10. Myocardial infarction and or unstable angina, and/or acute cerebrovascular
accident/transient ischemic attack, and/or percutaneous coronary intervention, and/or
coronary arterial bypass graft, acute coronary arteries involvement, and/or
obliterative vascular atherosclerosis of low extremities, and/or grade III and IV
retinopathy in anamnesis.

11. Clinically significant cardiac valves damage.

12. Cardiomyopathies

13. Chronic Heart failure (CHF) (except for CHF FC I NYHA).

14. Creatinine clearance less than 60 ml/min/1.73m2 calculated by Cockroft-Gault formula.

15. Known moderate to severe hepatic insufficiency and/or transaminase increase: AST
and/or ALT ≥2*ULN.

16. History of infections (HIV, hepatitis B or C, syphilis).

17. Uncontrolled Diabetes mellitus, Glycosylated hemoglobin level (HbA1c) >7%.

18. Severe systemic diseases, such as gastro-intestinal tract diseases, autoimmune
disorders, blood disorders and other conditions which may affect on the study drugs'
absorption, distribution and and excretion.

19. Clinically significant abnormalities of laboratory parameters.

20. Drug or alcohol addiction, psychiatric disorders.

21. Medical history of oncological disease within 5 years before screening.

22. Subjects with biliary tracts obstruction.

23. Subjects with genetic disorders, such as galactose intolerance, congenital lactase
insufficiency and glucose-galaclose malabsorption syndrome.

24. Any other acute disease or progression and/or decompensation at the moment of
enrollment

25. Necessity to administer or administration of prohibited concomitant drugs from the
"List of Prohibited Drugs" within 14 days before enrollment

26. Pregnancy or breast-feeding period; fertile women not using adequate contraception
methods

27. Participation in another clinical trial within 3 months before Screening.
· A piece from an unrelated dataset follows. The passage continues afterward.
PR #573, opened 2026-04-13
feat(azure): support HTTP endpoints for Azurite emulator

romange:
## Summary
- Add `IsHttps()` / `PathPrefix()` to Azure `Credentials` so the storage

28. Other medical or psychiatric conditions or lab abnormalities that may increase
potential risk associated with study participation and IP administration, or that may
affect study results interpretation and as per investigator's judgment, make the
subject ineligible.

29. Study site personnel or Sponsor's representatives immediately involved in the study.

30. Subjects, excluded from the study may not be included in it again.